Report F: CANADA HEALTH AND SOCIAL TRANSFER

New Transfer System Introduced in the 1995 Federal Budget

Since the early 1980s, the primary response of the federal government to its deficit and debt problem has been to reduce the growth of cash transfer payments to provinces.

The 1995 Federal Budget accelerated this process, with significant cuts to the major social program transfers. It did this while combining the two major existing social transfers - the Canada Assistance Plan (CAP) and the Established Programs Financing (EPF) transfers - into a single new block transfer called the Canada Health and Social Transfer (CHST).

The 1995 budget set out each province's 1996/97 CHST entitlement. It also set a global total for 1997/98 and indicated that a further federal decision on transfer amounts and allocation would follow discussions with provinces.

The 1996 Federal Budget Changes

The 1996 budget clarified the 1995 changes and announced federal CHST intentions for the years to 2002/03. Total CHST cash transfers are shown in Chart Fl. Compared to 1995/96 funding levels, federal funding for all provinces' social programs will be reduced by $3.6 billion in 1996/97 and a further $2.6 billion in 1997/98.

Chart F1

Impact on British Columbia

Chart F2 illustrates the negative impact of the CHST arrangement on British Columbia, projected to the year 2002/03.

In 1996/97, the province's major cash transfers will be $435 million less than the province received in 1995/96. The 1997/98 entitlement will be $731 million less - a reduction of 33 per cent over the two years.

Chart F2

The "Cap on CAP"

Under the original Canada Assistance Plan design, the federal government funded 50 per cent of eligible provincial income assistance costs. The program remained largely unchanged until 1990, when the federal government began restricting the annual growth of entitlements to the three "have" provinces not receiving equalization.

This action had little justification. A province's equalization status reflects the relative size of its revenue base; this bears little or no relationship to the income security needs of its population - needs which CAP was originally designed to meet.

While CAP funded 50 per cent of social assistance costs in most provinces, the proportion fell in British Columbia to 32 per cent by 1995/96. The federal government had promised to address this discrepancy, but the adjustment period announced in the 1996 Federal Budget is lengthy.

Moreover, the funding inequity will only be partially eliminated.
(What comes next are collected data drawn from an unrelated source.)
PR #253, opened 2021-07-14
Adding a workflow to create AzDO bugs from 'Issues' created on the repo

harsha-bhushan:

This PR enables creation of bugs on AzDO (in the appropriate area path) when an issue on the grpc-device github repo is created.
A workflow was created using the steps outlined in this video: https://www.youtube.com/watch?v=I9ItftRT9dU
Using the yml script provided here: https://github.com/marketplace/actions/github-issues-to-azure-devops

(note: the other way - syncing any changes on AzDO back to github will not be done.)

This avoids the below manual efforts:
1. Tracking issues opened on the grpc-device repo
2. Creating corresponding AzDO bugs so that they show up on domain dashboard & can be discussed during standups
3. Closing bugs after fixing the issue

Unable to test this on the branch. Once merged, need to manually test the below scenarios:
Creating an  issue on github creates a bug in AzDO in the right project area path
Closing an issue on github closes the bug in AzDO

### DIFF
--- a/.github/workflows/sync_github_issues_to_azdo.yml
+++ b/.github/workflows/sync_github_issues_to_azdo.yml
@@ -1,0 +1,24 @@
+name: Sync issue to Azure DevOps work item
+
+on:
+  issues:
+    types:
+      [opened, edited, deleted, closed, reopened, labeled, unlabeled, assigned]
+
+jobs:
+  alert:
+    runs-on: ubuntu-latest
+    steps:
+      - uses: danhellem/github-actions-issue-to-work-item@master
+        env:
+          ado_token: "${{ secrets.ADO_PERSONAL_ACCESS_TOKEN }}"
+          github_token: "${{ secrets.GH_PERSONAL_ACCESS_TOKEN }}"
+          ado_organization: "ni"
+          ado_project: "DevCentral"
+          ado_area_path: "DevCentral\Product RnD\SWP\CBS\HW Config"
+          ado_wit: "Bug"
+          ado_new_state: "New"
+          ado_active_state: "Active"
+          ado_close_state: "Closed"
+          ado_bypassrules: true
+          log_level: 100
--- a/.github/workflows/sync_github_issues_to_azdo.yml
+++ b/.github/workflows/sync_github_issues_to_azdo.yml
@@ -15,7 +15,7 @@ jobs:
           github_token: "${{ secrets.GH_PERSONAL_ACCESS_TOKEN }}"
           ado_organization: "ni"
           ado_project: "DevCentral"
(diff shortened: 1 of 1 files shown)


.github/workflows/sync_github_issues_to_azdo.yml
```diff
@@ -0,0 +1,24 @@
...
+    types:
+      [opened, edited, deleted, closed, reopened, labeled, unlabeled, assigned]
+
+jobs:
+  alert:
+    runs-on: ubuntu-latest
+    steps:
+      - uses: danhellem/github-actions-issue-to-work-item@master
+        env:
+          ado_token: "${{ secrets.ADO_PERSONAL_ACCESS_TOKEN }}"
```
harsha-bhushan, line 14: note: I have created a personal access token & added it under secrets

SparkingSpork: I think it's preferable to get tokens created for this by the organization/project owners in GitHub and AzDO respectively. If we use a personal token you created, we have to rely on you in the future for maintaining it and keeping it from expiring or swap to a new token owned by someone else occasionally.

I know for some other workflows @zhindes requested an organizational level secret (such as [here](https://github.com/ni/grpc-device/blob/main/.github/workflows/build_cmake.yml#L228)). We should at least entertain that approach instead, which will result in an organizational secret available on all NI repositories: 
image

SparkingSpork: If you'd like to get this in to test it before getting the new access tokens created, I'm OK with that as well.

SparkingSpork (approved):

.github/workflows/sync_github_issues_to_azdo.yml
zhindes: Yeah, I would recommend an org-wide secret that isn't a personal token. Ping one of the NI AzDO/GitHub admins to get that created and setup. I usually talk directly to David Corrigan for stuff like this, but he may direct you to a better method of reaching out.

astarche (approved):

doshirohan (approved):

.github/workflows/sync_github_issues_to_azdo.yml
davidcorrigan714: Sorry on the delay on this, had a busy week last week and want to dig into the security features of GitHub a bit before setting up a token with R/W access to AzDO work items. I'll try and do that in the next few days.

davidcorrigan714: Added the tokens. The AzDO one is scoped pretty narrowly to just that area path so if that changes we'll need to update it. That area path should really be an ID and not a string too but that's not something you all could fix - it's just not as nice if area paths get rearranged in DevCentral.

PR #255, opened 2021-07-15
Add DAQ Task Control and Configuration methods

astarche:

Add methods from the Task Control and Configuration API to the DAQ service.

Does not include methods with callbacks or timestamps. Support for those will be added separately.

Incremental progress towards DAQ grpc-device support.

Ran and passed all DAQ auto-tests.

### DIFF
--- a/source/codegen/templates/service_helpers.mako
+++ b/source/codegen/templates/service_helpers.mako
@@ -218,8 +218,6 @@ ${initialize_standard_input_param(function_name, parameter)}\
 %>\
 % if c_type in ['ViConstString', 'const char[]']:
       auto ${parameter_name} = ${request_snippet}.c_str();\
-% elif c_type == 'ViString' or c_type == 'ViRsrc':
-      ${c_type} ${parameter_name} = (${c_type})${request_snippet}.c_str();\
 % elif common_helpers.is_string_arg(parameter):
       ${c_type_pointer} ${parameter_name} = (${c_type_pointer})${request_snippet}.c_str();\
 % elif c_type == 'ViSession[]':
--- a/source/tests/system/nidaqmx_driver_api_tests.cpp
+++ b/source/tests/system/nidaqmx_driver_api_tests.cpp
@@ -29,7 +29,7 @@ struct ThrowawayResponse {
 
 class NiDAQmxDriverApiTests : public Test {
  protected:
-  const std::string DEVICE_NAME{"Dev1"};
+  const std::string DEVICE_NAME{"gRPCSystemTestDAQ"};
 
   NiDAQmxDriverApiTests()
       : device_server_(DeviceServerInterface::Singleton()),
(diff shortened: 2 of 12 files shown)


source/codegen/templates/service_helpers.mako
```diff
@@ -217,8 +217,6 @@ ${initialize_standard_input_param(function_name, parameter)}\
 %>\
 % if c_type in ['ViConstString', 'const char[]']:
       auto ${parameter_name} = ${request_snippet}.c_str();\
-% elif c_type == 'ViString' or c_type == 'ViRsrc':
```
astarche, line 220: Note: this case is handled by the `common_helpers.is_string_arg` case below. That case is more general because it can deal with the case where `c_type` is an array (in which case we need to cast to pointer type)

source/tests/system/nidaqmx_driver_api_tests.cpp
```diff
@@ -29,6 +29,8 @@ struct ThrowawayResponse {
 
 class NiDAQmxDriverApiTests : public Test {
  protected:
+  const std::string DEVICE_NAME{"Dev1"};
```
astarche, line 32: Note: potential merge issue with #252

source/codegen/common_helpers.py
```diff
@@ -33,7 +33,7 @@ def get_input_and_output_custom_types(functions):
   return (input_custom_types, output_custom_types)
 
 def is_string_arg(parameter):
-  return parameter['type'] in ['ViChar[]', 'ViInt8[]', 'ViUInt8[]']
+  return parameter['type'] in ['ViChar[]', 'ViInt8[]', 'ViUInt8[]'] or parameter['grpc_type'] == 'string'
```
reckenro, line 36: I'm guessing this will go away from the diff when you take in Greg's changes so it becomes `return parameter['grpc_type'] in ['string', 'bytes']`, right?

source/tests/system/nidaqmx_driver_api_tests.cpp
```diff
@@ -317,6 +349,34 @@ TEST_F(NiDAQmxDriverApiTests, AOVoltageChannel_WriteAODataWithOutOfRangeValue_Re
 
   EXPECT_EQ(DAQmxErrorInvalidAODataWrite, write_response.status());
 }
+
+TEST_F(NiDAQmxDriverApiTests, TaskWithAOChannel_GetNthTaskDevice_ReturnsDeviceForChannel)
+{
+  const double AO_MIN = 1.0;
+  const double AO_MAX = 10.0;
+  CreateAOVoltageChanResponse create_channel_response;
+  create_ao_voltage_chan(AO_MIN, AO_MAX, create_channel_response);
```
reckenro, line 358: You can simplify this to just be `create_ao_voltage_chan(AO_MIN, AO_MAX)` since you introduced the default throwaway response option for it.

reckenro (approved):

PR #264, opened 2021-07-19
Synchronous server streaming implementation of RegisterDoneEvent

astarche:

Implement `RegisterDoneEvent` as a thread-consuming synchronous server method.

Note: the final implementation will use an asynchronous server implementation to avoid blocking a thread for each registered callback.

Partially implements callbacks-as-response streams.
Allows staging some of the plumbing (`CallbackRouter`) and codegen (`stream out` and `callback_params`).
Provides a working server to test against.

Ran and passed all DAQ tests.
Some manual testing with python client.


source/codegen/metadata/nifake_non_ivi/functions.py
```diff
@@ -146,4 +146,33 @@
         ],
         'returns': 'int32'
     },
+    'RegisterCallback': {
```
astarche, line 149: Note: I decided to only test this with a synchronous callback instead of  streaming callback, The streaming implementation would require faking a grpc ServerWriter. Since that is not part of the final implementation, that would be wasted work.

source/custom/nidaqmx_service.custom.cpp
```diff
@@ -1,4 +1,46 @@
...
+
+    auto status = library_->RegisterDoneEvent(task, options, DoneEventCallbackRouter::handle_callback, registration.token());
+
+    if (status) {
+      RegisterDoneEventResponse failed_to_register_response;
+      failed_to_register_response.set_status(status);
+      writer->Write(failed_to_register_response);
+    }
+
+    while (!context->IsCancelled()) {
```
astarche, line 37: Note: The waiting and boundary conditions in this change are half-baked. I expect those to be different in the async implementation

source/server/callback_router.h
```diff
@@ -0,0 +1,112 @@
...
+  using Token = void*;
+
+  // Move-only RAII type exposed through register_handler, to auto-unregister_handler when leaving scope.
+  class CallbackRegistration {
+   public:
+    CallbackRegistration() : token_(0) {}
+    CallbackRegistration(Token token) : token_(token) {}
+    CallbackRegistration(const CallbackRegistration&) = delete;
+    CallbackRegistration& operator=(const CallbackRegistration&) = delete;
+    CallbackRegistration(CallbackRegistration&& rhs) : token_(rhs.token_) { rhs.token_ = reinterpret_cast<Token>(0); }
```
astarche, line 28: This needs to be move-able to allow returning from `register_handler` because the version of gcc we're using on linux RT doesn't implement "required move elision" (I think).

The return from that method will likely change to a `unique_ptr` to support the async implementation. In that case, this wouldn't be needed anyway.

source/tests/unit/callback_router_tests.cpp
```diff
@@ -0,0 +1,149 @@
...
+
+TEST(CallbackRouterTests, IntCallbackHandlerRegistered_HandleCallbackMultipleTimes_CallsHandlerMultipleTimes)
+{
+  MockIntHandler handler;
+  auto registration = IntCallbackRouter::register_handler(handler.AsStdFunction());
+
+  const int32_t FIRST_CALLBACK_VAL = 0x1234;
+  EXPECT_CALLBACK(handler, FIRST_CALLBACK_VAL);
+  auto first_result = IntCallbackRouter::handle_callback(FIRST_CALLBACK_VAL, registration.token());
+  const int32_t SECOND_CALLBACK_VAL = 0x1234;
```
gregstoll, line 64: Would it make sense to have this value be different than `FIRST_CALLBACK_VAL`?

gregstoll (approved):

source/codegen/proto_helpers.py
```diff
@@ -44,22 +44,16 @@ def get_enum_definitions(enums_to_define, enums):
...
-      "type": "int32",
-      "grpc_field_number": "1"
-    })
-    used_indexes = [1]
   for parameter in parameters:
     is_array = common_helpers.is_array(parameter["type"])
     parameter_name = common_helpers.camel_to_snake(parameter["name"])
     parameter_type = get_parameter_type(parameter)
     if common_helpers.is_enum(parameter):
+      is_request_message = parameter['direction'] == 'in'
```
reckenro, line 56: You can use `common_helpers.is_input_parameter(parameter)` here.

source/codegen/proto_helpers.py
```diff
@@ -44,22 +44,16 @@ def get_enum_definitions(enums_to_define, enums):
     enum_definitions.update({enum_name: enum_definition})
   return enum_definitions
 
-def get_message_parameter_definitions(parameters, is_request_message):
+def get_message_parameter_definitions(parameters):
   """Get simplified list of all parameters that can be used for definiing request/respones messages in proto file."""
   parameter_definitions = []
   used_indexes = []
-  if not is_request_message:
```
reckenro, line 51: I appreciate the refactoring of this into `get_parameters`.

source/tests/system/nidaqmx_driver_api_tests.cpp
```diff
@@ -519,6 +538,25 @@ TEST_F(NiDAQmxDriverApiTests, AIVoltageChannel_CfgSampClkTimingAndAcquireData_Su
   EXPECT_SUCCESS(read_status, read_response);
   EXPECT_EQ(NUM_SAMPS, read_response.samps_per_chan_read());
 }
+
+TEST_F(NiDAQmxDriverApiTests, ChannelWIthDoneEventRegistered_RunCompleteFiniteAcquisition_DoneEventResponseIsReceived)
```
reckenro, line 542: Typo:
```suggestion
TEST_F(NiDAQmxDriverApiTests, ChannelWithDoneEventRegistered_RunCompleteFiniteAcquisition_DoneEventResponseIsReceived)
```

reckenro (approved):
You can bypass Charlie since he's out this week.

In 2002/03, per capita CHST funding will still remain considerably lower for British Columbia, Ontario and Alberta than it will for the equalization receiving provinces.

Collapsing Federal Partnership

The offloading totals presented thus far do not include the ongoing effects of federal transfer restrictions prior to 1995. When these are combined with the 1996 federal budget measures, the federal government's long drift away from its social program funding partnership with the provinces is evident.

Chart F3 reveals that cash transfers once paid for a third of British Columbia health care, post-secondary education and income assistance expenditures. This share is projected to fall below 10 per cent by the turn of the century.

While they are not dealt with in this report, most smaller federal transfers to provinces have also been subject to significant reductions, or outright elimination, during the past several years. This process continues unabated.

Chart F3

Most Burden of Federal Restraint Borne by Provinces

In its deficit reduction efforts, the federal government is placing a far greater burden on the provinces than on itself.

Chart F4 compares the annual change in federal program spending (less transfers) to rates of change in spending on the CHST in 1996/97 and 1997/98. It reveals that spending on social transfers is poised to decline much more steeply than other federal program spending.

Chart F4

Implications for the Future

The federal government has announced its intention to begin escalating the value of the total CHST contribution at the turn of the century, although the escalator will remain below GDP growth. This signifies a federal commitment to continue funding social programs, but only at the minimum level that will enable it to have some ongoing policy influence.

This action highlights a weakness in the transfer system which has become only too apparent: any guarantee of stability for tomorrow's greatly diminished level of transfers will exist only at the pleasure of the federal government. Unfortunately, recent years have conclusively demonstrated that a federal government in fiscal difficulty cannot be counted on to respect the priority the Canadian people have assigned to the major social programs administered by the provinces. Nor can a way be found to bind future federal governments to maintain a "guaranteed" cash transfer. If the federal government's fiscal recovery plan falls behind schedule, transfer payments to the provinces will likely be the first casualty.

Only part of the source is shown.